So, in your opinion, rights are merely abstract concepts? I am curious as to how that does not leave rights as merely what society says they are (which, in my opinion, would mean they are privileges and not rights).
Yes, rights are abstract concepts. That doesn't mean they are unimportant, but I don't see them as fundamental or anything upon which to build a political philosophy. They may be left up to the whims of society (as often happens in a democracy) or left up to a monarch, dictator, oligarchy, corporations, state police, the military (as we see in Iraq).
So, the philosophy requires the notion of property rights to prop it up and is not built upon a foundation of property rights? Or am I misunderstanding?

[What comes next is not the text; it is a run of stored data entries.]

PR #145, opened 2019-10-22
Make exponential learning-rate decay per step.

twuebi:
Make the decay in the `ExponentialRate` schedule based on the global step instead of the training epoch.

### DIFF
--- a/sticker/src/tensorflow/lr.rs
+++ b/sticker/src/tensorflow/lr.rs
@@ -42,12 +42,12 @@ impl LearningRateSchedule for ConstantLearningRate {
 /// exponentionally over time. To be specific, the learning rate is
 /// calculated as follows:
 ///
-/// *lr = initial_lr * decay_rate ^ (epoch / decay_steps)*
+/// *lr = initial_lr * decay_rate ^ (global_step / decay_steps)*
 pub struct ExponentialDecay {
     initial_lr: f32,
     lr: f32,
     decay_rate: f32,
-    decay_epochs: usize,
+    decay_steps: usize,
     warmup_steps: usize,
     staircase: bool,
 }
@@ -57,13 +57,13 @@ impl ExponentialDecay {
     ///
     /// If `staircase` is true, the exponent of the decay is
     /// computed using integer division. This has the effect that
-    /// the learning rate only changes every `decay_epochs` epochs.
+    /// the learning rate only changes every `decay_steps` steps.
     /// If `warmup_steps` > 0, the learning rate is linearly scaled
     /// for `warmup_steps` from 0 -> `initial_lr`.
     pub fn new(
         initial_lr: f32,
         decay_rate: f32,
-        decay_epochs: usize,
+        decay_steps: usize,
         staircase: bool,
         warmup_steps: usize,
     ) -> Self {
@@ -76,7 +76,7 @@ impl ExponentialDecay {
             "The decay rate must be in (0, 1)."
         );
         assert!(
-            decay_epochs > 0,
+            decay_steps > 0,
             "The number decay steps should be non-zero."
         );
 
@@ -84,7 +84,7 @@ impl ExponentialDecay {
             lr: initial_lr,
             initial_lr,
             decay_rate,
-            decay_epochs,
+            decay_steps,
             staircase,
             warmup_steps,
         }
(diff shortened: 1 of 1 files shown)


sticker/src/tensorflow/lr.rs
```diff
@@ -94,22 +94,23 @@ impl ExponentialDecay {
...
-            (self.initial_lr / (self.warmup_steps as f32)) * global_step as f32
-        } else {
-            self.lr
+            return (self.initial_lr / (self.warmup_steps as f32)) * global_step as f32;
         }
-    }
 
-    fn compute_epoch_learning_rate(&mut self, epoch: usize, _last_score: f32) -> f32 {
+        // start decay after warmup
+        let decay_epoch = global_step - self.warmup_steps;
```
sebpuetz: `decay_step`?

sticker/src/tensorflow/lr.rs
```diff
@@ -57,13 +57,13 @@ impl ExponentialDecay {
     ///
     /// If `staircase` is true, the exponent of the decay is
     /// computed using integer division. This has the effect that
-    /// the learning rate only changes every `decay_epochs` epochs.
+    /// the learning rate only changes every `decay_steps` steps.
```
sebpuetz, line 60: Not part of this change, but would generally be informative: Note that `decay_steps` not only influences the width of the steps but also directly affects the decay rate.

sticker/src/tensorflow/lr.rs
twuebi: thanks

sticker/src/tensorflow/lr.rs
twuebi: Agreed. I'd also prefer a more descriptive name than `decay_steps` which mostly makes sense in the `staircase`-case. FWIW the formula is included in the doc of the struct:

> *lr = initial_lr * decay_rate ^ (global_step / decay_steps)*

twuebi: Anyways, the names we got now mirror those of https://www.tensorflow.org/api_docs/python/tf/compat/v1/train/exponential_decay. 

OTOH, PyTorch-exponential decay completely avoids `decay_steps` by not offering stair-casing:

```py
class ExponentialLR(_LRScheduler):
    """Set the learning rate of each parameter group to the initial lr decayed
    by gamma every epoch. When last_epoch=-1, sets initial lr as lr.

    Args:
        optimizer (Optimizer): Wrapped optimizer.
        gamma (float): Multiplicative factor of learning rate decay.
        last_epoch (int): The index of last epoch. Default: -1.
    """

    def __init__(self, optimizer, gamma, last_epoch=-1):
        self.gamma = gamma
        super(ExponentialLR, self).__init__(optimizer, last_epoch)

    def get_lr(self):
        return [base_lr * self.gamma ** self.last_epoch
                for base_lr in self.base_lrs]
```

I am now wondering whether we should just opt for the simple version.

danieldk: If simple means no staircasing, no please leave staircasing in. I had some models in the past where staircasing improved performance a bit.

twuebi: With _per-epoch_ or _per-batch_ decay? 
I guess it doesn't hurt to have it.

sticker/src/tensorflow/lr.rs
```diff
@@ -94,22 +94,23 @@ impl ExponentialDecay {
...
-            (self.initial_lr / (self.warmup_steps as f32)) * global_step as f32
-        } else {
-            self.lr
+            return (self.initial_lr / (self.warmup_steps as f32)) * global_step as f32;
         }
-    }
 
-    fn compute_epoch_learning_rate(&mut self, epoch: usize, _last_score: f32) -> f32 {
+        // start decay after warmup
+        let decay_steps = global_step - self.warmup_steps;
```
danieldk: Isn't there an off-by-one here? If `global_step == warmup_steps`, then there is a division by zero below?

danieldk (changes requested):

sticker/src/tensorflow/lr.rs
twuebi: No, this is dividing 0 by `decay_steps`.

twuebi: Ah I see where the confusion is coming from. We have `self.decay_steps` and this local variable which have almost identical names. I'll change that.

sticker/src/tensorflow/lr.rs
danieldk: That was per epoch. But now it can be per batch. But in the end it shouldn't matter to much. One has to adjust the hyper parameters anyway to get the same schedule as before (old steps * number of batches in the training data).

twuebi: Maybe I am missing something, but right now exponential decay is only available when using sticker as a library?

sticker/src/tensorflow/lr.rs
danieldk: Ah, yes! It's much clearer now...

danieldk (approved):

sticker/src/tensorflow/lr.rs
danieldk: Yes. Plateau replaced it as the default, but I never added an option to switch to exponential decay.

Some political philosophies require property rights to be their fundamental starting point, but it is (in my opinion) an abstract point of origin.
Not that I agree with Thatcher's sentiment, but the idea of property rights as fundamental indicates to me that it was, to Thatcher, a building block and not a prop.
I'm not saying that it is a "prop," but there is no clear reason for it to be a starting point for one's political philosophy (or any philosophy). In fact the entire concept of rights as inalienable does not necessarily follow as an ideological starting point. To me, and again you asked me what I think, it smacks of utopianism.
Well you may not hold those truths as self-evident, but the people signed the document apparently did.
I don't disagree with that. Yet, the phrase "we find these truths to be self-evident" is the intellectual equivalent of "because I said so." There's no more inherent truth to the founding father's statement of these "truths" than to Louis XVI's belief that he inherited a divine right to be King and therefore impose his will upon the people of France. That was just as "self-evident" to the French monarchy and the aristocrats of Europe.
But you say these rights exist only in the here and now. Why? Recognizing them may be relatively recent in human history, but that doesn't mean they did not exist before John Locke or the seventeenth century or whatever marker you like of the beginning of the ideas of rights and natural law and all that jazz.
Because only then did the lower classes begin to fight for these "rights." Only in recent history did these abstract notions become reality through various means of overthrowing existing social order. In Britain it was through Parliament and the development of Trades Unions and the rise of the Liberal and Labour Parties. In the United States it was a long transition of the American Revolution, the Civil War, Civil Rights, etc. France had the French Revolution and numerous subsequent riots and revolutions including 1968. It is an ongoing process that is maleable and ever-changing, but not stale and constant as Locke or Madison insinuated.
I would certainly feel more comfortable responding to that if I had some clarification on what you mean. I think you've mentioned being Catholic before, and so I'm thinking this may be a point of semantic or possibly theological difference from what I am used to encountering in the Protestant side of Christianity. I think I know what you mean, but I would like to be sure.
It is reference to the one unpardonable sin. True, I drifted into theology, but we can be assured that this is constant and never-changing. Christ indicated that this sin is so grave as to be unpardonable, even in His supernatural mercy. Therefore we can assume that here there must be a choice, a "right" to decide whether to accept the Divine Paraclete or not.